**YOUR GOAL**
Respond with the count alone after checking every line in the material below for "behavior".
• • • •
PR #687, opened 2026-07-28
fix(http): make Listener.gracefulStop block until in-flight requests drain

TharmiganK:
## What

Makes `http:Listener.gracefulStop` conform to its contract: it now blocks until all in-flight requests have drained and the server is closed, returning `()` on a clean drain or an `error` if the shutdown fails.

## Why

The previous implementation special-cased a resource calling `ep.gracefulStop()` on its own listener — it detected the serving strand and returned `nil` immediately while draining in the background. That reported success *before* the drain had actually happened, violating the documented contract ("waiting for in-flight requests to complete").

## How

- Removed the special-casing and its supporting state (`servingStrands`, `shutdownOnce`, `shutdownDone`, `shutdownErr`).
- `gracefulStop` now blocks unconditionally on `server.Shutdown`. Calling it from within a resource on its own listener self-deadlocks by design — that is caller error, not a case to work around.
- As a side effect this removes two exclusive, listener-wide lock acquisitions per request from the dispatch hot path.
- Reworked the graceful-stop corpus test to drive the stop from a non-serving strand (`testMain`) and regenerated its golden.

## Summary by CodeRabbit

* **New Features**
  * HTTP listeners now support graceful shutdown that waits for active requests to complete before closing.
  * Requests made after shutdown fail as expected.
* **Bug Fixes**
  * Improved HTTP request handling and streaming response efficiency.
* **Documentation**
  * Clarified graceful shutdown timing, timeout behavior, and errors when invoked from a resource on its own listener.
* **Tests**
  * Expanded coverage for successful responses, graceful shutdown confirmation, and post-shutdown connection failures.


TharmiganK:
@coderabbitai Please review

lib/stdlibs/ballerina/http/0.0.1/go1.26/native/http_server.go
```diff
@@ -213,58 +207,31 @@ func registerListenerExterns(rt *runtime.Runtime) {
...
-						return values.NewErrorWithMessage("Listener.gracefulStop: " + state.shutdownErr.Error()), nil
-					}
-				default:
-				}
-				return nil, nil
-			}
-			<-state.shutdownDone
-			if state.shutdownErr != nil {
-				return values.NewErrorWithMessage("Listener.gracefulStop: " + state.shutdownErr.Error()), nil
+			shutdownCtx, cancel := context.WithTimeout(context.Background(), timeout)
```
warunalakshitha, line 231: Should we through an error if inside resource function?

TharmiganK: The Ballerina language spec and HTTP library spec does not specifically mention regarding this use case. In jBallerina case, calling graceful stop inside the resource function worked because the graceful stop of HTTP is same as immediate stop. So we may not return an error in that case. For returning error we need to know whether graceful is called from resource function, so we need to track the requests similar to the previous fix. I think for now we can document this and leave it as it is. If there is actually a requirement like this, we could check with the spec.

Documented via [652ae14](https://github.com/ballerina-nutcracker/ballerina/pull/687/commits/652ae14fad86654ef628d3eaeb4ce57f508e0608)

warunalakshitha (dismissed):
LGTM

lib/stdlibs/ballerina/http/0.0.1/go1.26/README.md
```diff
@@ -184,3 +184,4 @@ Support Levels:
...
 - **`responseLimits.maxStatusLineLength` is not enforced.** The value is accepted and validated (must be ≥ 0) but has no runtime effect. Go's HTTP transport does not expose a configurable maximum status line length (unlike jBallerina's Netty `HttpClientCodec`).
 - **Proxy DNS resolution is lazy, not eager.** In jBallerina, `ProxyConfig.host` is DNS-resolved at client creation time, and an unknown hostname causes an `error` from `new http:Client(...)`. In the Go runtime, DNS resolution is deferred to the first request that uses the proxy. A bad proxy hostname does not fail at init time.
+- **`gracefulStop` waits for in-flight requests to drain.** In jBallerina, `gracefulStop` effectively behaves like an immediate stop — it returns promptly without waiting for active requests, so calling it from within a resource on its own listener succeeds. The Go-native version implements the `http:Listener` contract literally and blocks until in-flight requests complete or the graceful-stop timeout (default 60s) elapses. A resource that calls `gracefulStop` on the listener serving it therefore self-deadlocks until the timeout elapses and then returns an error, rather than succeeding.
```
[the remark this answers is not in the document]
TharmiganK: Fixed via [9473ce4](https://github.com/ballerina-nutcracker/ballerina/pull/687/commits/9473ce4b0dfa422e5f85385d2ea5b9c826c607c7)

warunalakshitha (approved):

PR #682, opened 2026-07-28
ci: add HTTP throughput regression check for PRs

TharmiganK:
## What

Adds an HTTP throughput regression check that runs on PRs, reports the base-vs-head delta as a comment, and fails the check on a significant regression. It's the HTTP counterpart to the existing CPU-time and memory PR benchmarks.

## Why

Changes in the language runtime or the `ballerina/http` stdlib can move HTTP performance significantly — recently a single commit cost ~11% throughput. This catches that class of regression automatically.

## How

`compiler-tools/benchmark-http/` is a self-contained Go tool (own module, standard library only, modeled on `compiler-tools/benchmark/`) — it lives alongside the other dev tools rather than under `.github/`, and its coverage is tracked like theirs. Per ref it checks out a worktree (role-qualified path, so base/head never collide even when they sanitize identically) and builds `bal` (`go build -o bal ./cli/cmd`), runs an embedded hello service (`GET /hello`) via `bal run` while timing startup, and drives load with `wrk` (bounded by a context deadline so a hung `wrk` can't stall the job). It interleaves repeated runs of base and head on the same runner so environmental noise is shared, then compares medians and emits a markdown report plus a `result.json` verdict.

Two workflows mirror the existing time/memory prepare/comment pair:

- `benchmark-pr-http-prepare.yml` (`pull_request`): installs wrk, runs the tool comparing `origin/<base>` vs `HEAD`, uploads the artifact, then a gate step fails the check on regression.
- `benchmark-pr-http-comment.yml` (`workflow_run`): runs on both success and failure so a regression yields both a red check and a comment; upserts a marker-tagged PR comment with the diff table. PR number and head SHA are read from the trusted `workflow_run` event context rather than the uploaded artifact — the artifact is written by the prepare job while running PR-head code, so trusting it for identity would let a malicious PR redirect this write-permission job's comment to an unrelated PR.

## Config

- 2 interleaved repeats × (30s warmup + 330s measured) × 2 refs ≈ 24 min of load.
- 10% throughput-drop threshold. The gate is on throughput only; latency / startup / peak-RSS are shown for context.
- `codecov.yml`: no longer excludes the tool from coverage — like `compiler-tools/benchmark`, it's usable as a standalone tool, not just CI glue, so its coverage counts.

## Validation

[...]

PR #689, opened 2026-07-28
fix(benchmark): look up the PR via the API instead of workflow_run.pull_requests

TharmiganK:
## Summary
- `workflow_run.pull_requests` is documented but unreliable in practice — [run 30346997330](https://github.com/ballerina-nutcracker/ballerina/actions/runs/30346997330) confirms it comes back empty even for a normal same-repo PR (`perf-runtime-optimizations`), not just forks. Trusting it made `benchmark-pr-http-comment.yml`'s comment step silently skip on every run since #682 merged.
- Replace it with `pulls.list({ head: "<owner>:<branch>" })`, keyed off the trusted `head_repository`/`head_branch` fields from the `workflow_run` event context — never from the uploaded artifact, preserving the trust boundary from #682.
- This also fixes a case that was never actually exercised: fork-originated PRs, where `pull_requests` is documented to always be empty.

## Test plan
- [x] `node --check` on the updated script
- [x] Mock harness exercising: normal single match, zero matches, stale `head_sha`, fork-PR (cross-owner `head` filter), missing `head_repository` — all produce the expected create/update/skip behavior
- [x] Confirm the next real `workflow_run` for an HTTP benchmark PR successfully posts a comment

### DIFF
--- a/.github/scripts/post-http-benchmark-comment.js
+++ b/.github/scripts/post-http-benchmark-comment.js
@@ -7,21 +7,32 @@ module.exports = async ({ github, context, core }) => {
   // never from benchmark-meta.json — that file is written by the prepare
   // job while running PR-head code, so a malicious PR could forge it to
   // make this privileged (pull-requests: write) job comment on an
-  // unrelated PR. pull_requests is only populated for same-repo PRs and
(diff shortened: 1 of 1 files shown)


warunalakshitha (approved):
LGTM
• • • •
**RESULT**
2